-- Opening Marker --

PR #2107, opened 2019-12-11
PartitionReceiveHandler for connectivity test

philipktlin:
Create a new PartitionReceiveHandler for connectivity test; which will receive the event from event hub and save event as test result in persisted test result storage.

### DIFF
--- a/test/modules/TestResultCoordinator/PartitionReceiverHandler.cs
+++ b/test/modules/TestResultCoordinator/PartitionReceiverHandler.cs
@@ -1,0 +1,105 @@
+// Copyright (c) Microsoft. All rights reserved.
+namespace TestResultCoordinator
+{
+    using System;
+    using System.Collections.Generic;
+    using System.Threading.Tasks;
+    using Microsoft.Azure.Devices.Edge.ModuleUtil;
+    using Microsoft.Azure.Devices.Edge.Util;
+    using Microsoft.Azure.EventHubs;
+    using Microsoft.Extensions.Logging;
+
+    class PartitionReceiveHandler : IPartitionReceiveHandler
+    {
+        const string DeviceIdPropertyName = "iothub-connection-device-id";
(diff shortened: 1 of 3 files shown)


test/modules/TestResultCoordinator/PartitionReceiverHandler.cs
```diff
@@ -0,0 +1,105 @@
...
+                        else
+                        {
+                            Logger.LogDebug($"Message for module [{moduleIdFromEvent}] and device [{this.deviceId}] doesn't contain batch id and/or sequence number.");
+                        }
+                    }
+                }
+            }
+        }
+
+        public Task ProcessErrorAsync(Exception error)
```
ancaantochi: >ProcessErrorAsync [](start = 20, length = 17)

Is it used?

test/modules/TestResultCoordinator/PartitionReceiverHandler.cs
```diff
@@ -0,0 +1,105 @@
...
+
+        public int MaxBatchSize { get; set; }
+
+        public async Task ProcessEventsAsync(IEnumerable<EventData> events)
+        {
+            if (events != null)
+            {
+                foreach (EventData eventData in events)
+                {
+                    eventData.SystemProperties.TryGetValue(TrackingIdPropertyName, out object trackingIdFromEvent);
```
varunpuranik: this cannot be a string?

test/modules/TestResultCoordinator/PartitionReceiverHandler.cs
philipktlin: it is part of IPartitionReceiveHandler.

test/modules/TestResultCoordinator/PartitionReceiverHandler.cs
philipktlin: it doesn't do type conversion; need to get object first and cast to string.

PR #2109, opened 2019-12-12
Clean up loadGen and Relayer modules for connectivity tests

philipktlin:
Changes to clean up and integrate all pieces for connectivity test.


edge-modules/Relayer/Program.cs
```diff
@@ -43,6 +44,11 @@ static async Task Main(string[] args)
             {
                 Logger.LogError(ex, "Error occurred during Relayer.");
             }
+            finally
+            {
+                moduleClient?.CloseAsync();
+                moduleClient?.Dispose();
```
varunpuranik: Why do we need to dispose?

philipktlin: Just to clean up moduleClient as it implements IDisposable interface.

PR #2111, opened 2019-12-12
[k8s] Update Helm charts with new image names, new version.

darobs:


darobs:
> Do we need to update the template in CRD apiVersion: apiextensions.k8s.io/v1beta1? to beta3?

That is a good idea. We don’t need to, but it might make sense- would require code changes.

-- Closing Marker --

EXERCISE AIM> In the entries above, some lines hold the string "this". Copy each of them.

ANSWER SPACE>
+                            Logger.LogDebug($"Message for module [{moduleIdFromEvent}] and device [{this.deviceId}] doesn't contain batch id and/or sequence number.");
varunpuranik: this cannot be a string?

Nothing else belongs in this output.